Re: copy_from_user() fix

Jamie Lokier (lkd@tantalophile.demon.co.uk)
Tue, 25 Aug 1998 02:22:35 +0100


On Tue, Aug 25, 1998 at 01:45:12AM +0100, Jamie Lokier wrote:
> Will I don't agree with the feature either, all we're talking about is
> adding one line to the page fault handler: send_sig(SIGSEGV). Nothing
> else needs to change, does it?

I just changed my mind.

I bet no applications at all currently check for EFAULT from system
calls, unless they're really weird and are doing it to behave _as if_
they'd received SIGSEGV. Actually I bet they don't bother because every
syscall would need to be wrapped. I'm theorising that this could screw
up Wine in some unusual but valid cases.

To make matters worse, if they do this by calling the signal handler
directly, the faulting address isn't available. If they do kill
(getpid(),SIGSEGV), a fault may have happened in the mean time so the
faulting address may be wrong or lost. In the latter case, as luck
would have it, probably the operations retry until the right address is
found. But it is a matter of luck, and anything that tried to count
faults could get it wrong in these rare cases.

So...

- EFAULT alone is an anachronism.
- Only a few applications care whether SIGSEGV is raised or not.
- Some emulators and user-space page management depend on SIGSEGV
for page faults, and will behave incorrectly when it is not raised
in syscalls.
- There is no correct workaround other than the kernel raising SIGSEGV.

I propose EFAULT should be retained, but faulting syscalls should _also_
raise SIGSEGV.

Addendum for a related problem: Consider when a syscall, interrupt
etc. (whatever) combination manage to raise more than one signal _at the
same time_, of which one is SIGSEGV due to a page fault. Assume the
program is using user-space page management for something.

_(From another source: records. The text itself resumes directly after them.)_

PR #303, opened 2024-07-05
ci: integration test setup deploying smart contracts

djordon:
## Description

Closes https://github.com/stacks-network/sbtc/issues/263.

This PR builds off of https://github.com/stacks-network/sbtc/pull/302 and https://github.com/stacks-network/sbtc/pull/300 so the changes to signer/src/stacks/api.rs are not in this PR but is in https://github.com/stacks-network/sbtc/pull/302. I'll need to rebase once those are merged.

## Changes

* Adds integration test setup that deploys the smart contracts.

## Testing information

Tests we run against a local stacks node running Nakamoto. This was done by running the `feat/signer` branch of the [stacks-regtest-env](https://github.com/hirosystems/stacks-regtest-env/tree/feat/signer) repo using a stacks node built on commit https://github.com/stacks-network/stacks-core/commit/3d96d53b35409859ca2baa2f0b6ddaa1fbd80265.

After calling the `test_deploy` integration test function, I tested that it was actually deployed by retrieving the contract source with:
```bash
curl "http://localhost:20443/v2/contracts/source/SN326RW8148J2Q1P1MZ5K6JNY6WYDZPPZS45Z5ZBR/sbtc-token?proof=0"
```
For my regtest setup, I manually added the following to my stacks node config file
```toml
[[ustx_balance]]
# secret_key: 99dd7fc1ad584d9b174275ef9de7bda04fc61e38899fdce22fd31a49f3fc47d6
address = "ST1RQHF4VE5CZ6EK3MZPZVQBA0JVSMM9H5PMHMS1Y"
amount = 100000000000000

[[ustx_balance]]
# secret_key: 126242834c575d4ccd51fa7081775c09746305ab0889844fff09c2018a5548bd
address = "ST23T3EMEKV8MD6WMEWRHX4HQG0EC4GYM1W1NEQHQ"
amount = 100000000000000

[[ustx_balance]]
# secret_key: 440adaf1522f26e3d981d114c137090c6bf627ebb163b5cbb449c73f9659a003
address = "ST1SJ3DTE5DN7X54YDH5D64R3BCB6A2AG2ZQ8YPD5"
amount = 100000000000000

[[ustx_balance]]
# This is a 2-3 multi-sig address controlled using the above three addresses
address = "SN326RW8148J2Q1P1MZ5K6JNY6WYDZPPZS45Z5ZBR"
amount = 100000000000000
```


signer/tests/integration/contracts.rs
```diff
@@ -1,3 +1,128 @@
...
+async fn deploy_smart_contract<T>(state: &SignerKeyState, client: &StacksClient, deploy: T)
+where
+    T: AsContractDeploy,
+{
+    let mut unsigned = MultisigTx::new_tx(ContractDeploy(deploy), &state.state, TX_FEE);
+
+    let signatures: Vec<RecoverableSignature> = state
+        .keys
+        .iter()
+        .map(|kp| sign_ecdsa(unsigned.tx(), &kp.secret_key()))
```
netrome, line 73: Nit: I find it easier to read and navigate code when we don't import functions.

```suggestion
        .map(|kp| wallet::sign_ecdsa(unsigned.tx(), &kp.secret_key()))
```

signer/tests/integration/contracts.rs
```diff
@@ -1,3 +1,128 @@
...
+    // This only fails when we are given an invalid signature.
+    for signature in signatures {
+        unsigned.add_signature(signature).unwrap();
+    }
+
+    let tx = unsigned.finalize_transaction();
+
+    match client.submit_tx(&tx).await.unwrap() {
+        SubmitTxResponse::Acceptance(_) => (),
+        SubmitTxResponse::Rejection(err) => println!("{}", serde_json::to_string(&err).unwrap()),
```
netrome, line 85: Since this is for a test, wouldn't it be better to panic here? Right now I believe the test would pass even if the transaction is rejected.

signer/tests/integration/contracts.rs
```diff
@@ -1,3 +1,128 @@
...
+        })
+        .await;
+
+    state
+}
+
+#[ignore]
+#[tokio::test]
+async fn test_deploy() {
+    let _state = deploy_smart_contracts().await;
```
netrome, line 123: How do we know if the deployment has been successful? I don't see any assertion being made anywhere.

netrome (commented):
I looks to me like the integration test may pass even if we fail to deploy the contract. Am I missing something here or do we need to add some assertion or panic somewhere? I've suggested a place to add a panic.

signer/tests/integration/contracts.rs
djordon: Oh right, will update.

signer/tests/integration/contracts.rs
djordon: Oh yeah, I was supposed to remove this test. It's only here so that I can test that I setup smart contract deployment correctly.

djordon: Oh and to silence the warnings. I'm going to keep it in for now and remove it when I get to https://github.com/stacks-network/sbtc/issues/264.

netrome: Alright :+1: so this PR is basically only for the utilities and not the actual tests.

netrome (approved):

signer/tests/integration/contracts.rs
djordon: Yup, just for setup utilities.

Issue #307, opened 2024-07-08
[Feature]: Support key rotation contract calls


djordon:
# Feature - Support key rotation contract calls

### 1.1 Context & Purpose

Whenever we update the signer set, we need to rotate the list of known keys and the associated aggregate key. This ticket is for adding code to the signer for making that contract call.

### 2.1 Acceptance Criteria:
   - [ ] We add the structs necessary for making the contract call.

PR #308, opened 2024-07-09
feat: support key rotation contract calls

djordon:
## Description

Closes https://github.com/stacks-network/sbtc/issues/307.

I believe this is the last contract call that we need to support.

## Changes

* Bump the maximum number of signers to 128 from 15. @hstove @setzeus thoughts (it's this commit d6ac6ec046ef0bb8c1b22fba213dfdd3dc24c4e2)?
* Update the address hash mode to match the hash mode assumed in the clarity contracts.
* Add a constant in the signer codebase that sets the cap on the number of signers.
* Add an implementation of a struct that we can use to easily rotate the Signers' multi-sig wallet.

## Testing information

I added a test that checks that we do not error when creating the struct under common circumstances.

### DIFF
--- a/signer/src/stacks/contracts.rs
+++ b/signer/src/stacks/contracts.rs
@@ -40,7 +40,6 @@ use blockstack_lib::clarity::vm::Value;
 use blockstack_lib::types::chainstate::StacksAddress;
 use secp256k1::PublicKey;
 
-use crate::error::Error;
 use crate::stacks::wallet::SignerWallet;
 
 /// A struct describing any transaction post-execution conditions that we'd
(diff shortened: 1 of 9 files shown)


signer/src/stacks/contracts.rs
```diff
@@ -266,8 +279,116 @@ impl AsContractCall for RejectWithdrawalV1 {
...
+    /// * The number of elements in the provided slice is greater than
+    ///   `i32::MAX`.
+    ///
+    /// But the SignerWallet checks for these two cases and rejects them,
+    /// so they cannot happen here.
+    pub fn new(wallet: &SignerWallet, deployer: StacksAddress) -> Result<Self, Error> {
+        let keys: Vec<&PublicKey> = wallet.public_keys().iter().collect();
+
+        Ok(Self {
+            aggregate_key: PublicKey::combine_keys(&keys).map_err(Error::InvalidAggregateKey)?,
```
djordon, line 316: Oh, I'm going to make this aggregate key in the `SignerWallet` struct.

netrome (approved):
Looks good to me!

djordon:
Merging now. @hstove @setzeus, if you guys have opinions on https://github.com/stacks-network/sbtc/commit/d6ac6ec046ef0bb8c1b22fba213dfdd3dc24c4e2 let me know, we can revert or whatever.

PR #311, opened 2024-07-10
ci: integration test stacks smart contracts

djordon:
## Description

Closes https://github.com/stacks-network/sbtc/issues/264.

We have a bunch of code for creating and signing stacks contract call transactions. This PR adds tests for whether these transactions will be accepted by a stacks node post-Nakamoto.

## Changes

* Update comments/documentation in a sBTC clarity contract. This became outdated after https://github.com/stacks-network/sbtc/pull/308.
* Updated the documentation of fields in some Stacks structs. Specifically, the nonce returned by `GET /v2/account/<principal>` request is the next nonce.
* Combine the `SignerWallet` and `SignerStxState` structs into one.
* Add a tests that checks whether each our contract calls will be accepted by a stacks node.

## Testing information

The tests that are added here are not run in CI, since we do not have Nakamoto running there yet. Tests were run against a local stacks node running Nakamoto. This was done by running the `feat/signer` branch of the [stacks-regtest-env](https://github.com/hirosystems/stacks-regtest-env/tree/feat/signer) repo using a stacks node built on commit https://github.com/stacks-network/stacks-core/commit/3d96d53b35409859ca2baa2f0b6ddaa1fbd80265.

For my regtest setup, I manually added the following to my stacks node config file
```toml
[[ustx_balance]]
# secret_key: 99dd7fc1ad584d9b174275ef9de7bda04fc61e38899fdce22fd31a49f3fc47d6
address = "ST1RQHF4VE5CZ6EK3MZPZVQBA0JVSMM9H5PMHMS1Y"
amount = 100000000000000

[[ustx_balance]]
# secret_key: 126242834c575d4ccd51fa7081775c09746305ab0889844fff09c2018a5548bd
address = "ST23T3EMEKV8MD6WMEWRHX4HQG0EC4GYM1W1NEQHQ"
amount = 100000000000000

[[ustx_balance]]
# secret_key: 440adaf1522f26e3d981d114c137090c6bf627ebb163b5cbb449c73f9659a003
address = "ST1SJ3DTE5DN7X54YDH5D64R3BCB6A2AG2ZQ8YPD5"
amount = 100000000000000

[[ustx_balance]]
# This is a 2-3 multi-sig address controlled using the above three addresses
address = "SN2V7WTJ7BHR03MPHZ1C9A9ZR6NZGR4WM8HT4V67Y"
amount = 100000000000000
```

Some of the logic included in these tests check whether the contract call transaction is included in a block. This implicitly checks a few of our other functions, and it turns out they work as expected. Unfortunately, this logic isn't enabled by default, even locally, since they would take a long time to complete. In my local regtest setup, Nakamoto blocks seem to be created every ~5 seconds, but the contract call transaction stays in the mempool for quite some time (on the order of 10 minutes).

### DIFF
--- a/signer/src/stacks/wallet.rs
+++ b/signer/src/stacks/wallet.rs
@@ -169,7 +169,7 @@ impl SignerWallet {
 #[derive(Debug)]
 pub struct SignerStxState {
     /// The multi-sig wallet for all known signers during this PoX cycle.
-    wallet: SignerWallet,
+    pub wallet: SignerWallet,
     /// The next nonce for the StacksAddress associated with the address of
     /// the wallet.
     nonce: AtomicU64,
--- a/signer/src/stacks/wallet.rs
+++ b/signer/src/stacks/wallet.rs
@@ -5,6 +5,7 @@ use std::collections::BTreeMap;
 use std::collections::BTreeSet;
 use std::sync::atomic::AtomicU64;
 use std::sync::atomic::Ordering;
+use std::sync::Arc;
 
 use blockstack_lib::address::C32_ADDRESS_VERSION_MAINNET_MULTISIG;
 use blockstack_lib::address::C32_ADDRESS_VERSION_TESTNET_MULTISIG;
@@ -60,6 +61,9 @@ pub struct SignerWallet {
     network_kind: NetworkKind,
     /// The multi-sig address associated with the public keys.
     address: StacksAddress,
+    /// The next nonce for the StacksAddress associated with the address of
+    /// the wallet.
+    nonce: Arc<AtomicU64>,
 }
 
 impl SignerWallet {
@@ -98,7 +102,9 @@ impl SignerWallet {
         public_keys: &[PublicKey],
         signatures_required: u16,
         network_kind: NetworkKind,
+        nonce: u64,
     ) -> Result<Self, Error> {
+        // Check most error conditions
         let num_keys = public_keys.len();
         let invalid_threshold = num_keys < signatures_required as usize;
         let invalid_num_keys = num_keys == 0 || num_keys > MAX_KEYS as usize;
@@ -142,6 +148,7 @@ impl SignerWallet {
             network_kind,
             address: StacksAddress::from_public_keys(version, &hash_mode, num_sigs, &pubkeys)
                 .ok_or(Error::StacksMultiSig(signatures_required, num_keys))?,
+            nonce: Arc::new(AtomicU64::new(nonce)),
         })
     }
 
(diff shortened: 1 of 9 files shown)


signer/tests/integration/contracts.rs
```diff
@@ -54,23 +73,26 @@ impl AsContractDeploy for SbtcBootstrapContract {
...
+
+fn make_signatures(tx: &StacksTransaction, keys: &[Keypair]) -> Vec<RecoverableSignature> {
+    keys.iter()
+        .map(|kp| stacks::wallet::sign_ecdsa(tx, &kp.secret_key()))
+        .collect()
 }
 
 /// Deploy an sBTC smart contract to the stacks node
-async fn deploy_smart_contract<T>(state: &SignerKeyState, client: &StacksClient, deploy: T)
+async fn deploy_smart_contract<T>(signer: &SignerStxState, deploy: T)
```
netrome, line 89: Not really related to this PR, but it might be nicer if this is a method on the `SignerStxState` struct rather than an independent function.

signer/tests/integration/contracts.rs
```diff
@@ -79,63 +101,123 @@ where
...
+        unsigned.add_signature(signature).unwrap();
+    }
+    let tx = unsigned.finalize_transaction();
 
-#[ignore]
-#[tokio::test]
-async fn accept_withdrawal_request_tx_accepted() {
-    // TODO(#264): Add integration test for signing Stacks smart contracts
-}
+    tokio::time::sleep(std::time::Duration::from_secs(5)).await;
```
netrome, line 188: What are we waiting for here? Could you add a comment to describe. I assume this is for the smart contract deployments to be mined right?

signer/src/stacks/wallet.rs
```diff
@@ -60,6 +61,9 @@ pub struct SignerWallet {
     network_kind: NetworkKind,
     /// The multi-sig address associated with the public keys.
     address: StacksAddress,
+    /// The next nonce for the StacksAddress associated with the address of
+    /// the wallet.
+    nonce: Arc<AtomicU64>,
```
netrome, line 66: I don't find where this is shared. I could be missing something ofc. Why do we need to have an `Arc` here?

netrome (approved):
Looks good to me. I have two questions.

signer/tests/integration/contracts.rs
djordon: Yeah, it's to wait for the smart contract to be mined. I'll add a comment.

signer/src/stacks/wallet.rs
djordon: We need it to support cloning the struct. Not sure if we want it to implement `Clone` though. 

Note that this keeps the clones tied together, since once a `nonce` is incremented in one of the clones it's incremented everywhere (I'll add a test for this). While desirable and possibly "correct", I also don't like it since it's probably surprising. Maybe I should remove the atomic altogether? Any opinions here?

djordon: I could also remove the default `Clone` implementation, or manually implement it to make it more "natural".

netrome: Yeah if we can get rid of the `Clone` that seems like the best option.

signer/tests/integration/contracts.rs
netrome: Right, thank you!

A handler for one of the other signals is called first. The handler may
itself fault, causing a SIGSEGV if it is not blocked. Or perhaps
storing the context on the stack might fault. A nested call to the SEGV
handler handles the inner fault. The other handler returns, then a
context the SIGSEGV handler is called for the original fault. Now, the
page fault address from %cr2 (or non-Intel equivalent) is stored in the
context passed to the handler. But it is wrong by now! It is the
address of the inner fault, which has already been handled.

Ho hum.

Perhaps a VM extension could be written, whereby page faults send a
queued real-time signal along with the faulting address, and maybe some
information to identify the faulting region too. That would work
properly because the address can be queued at the time of the fault.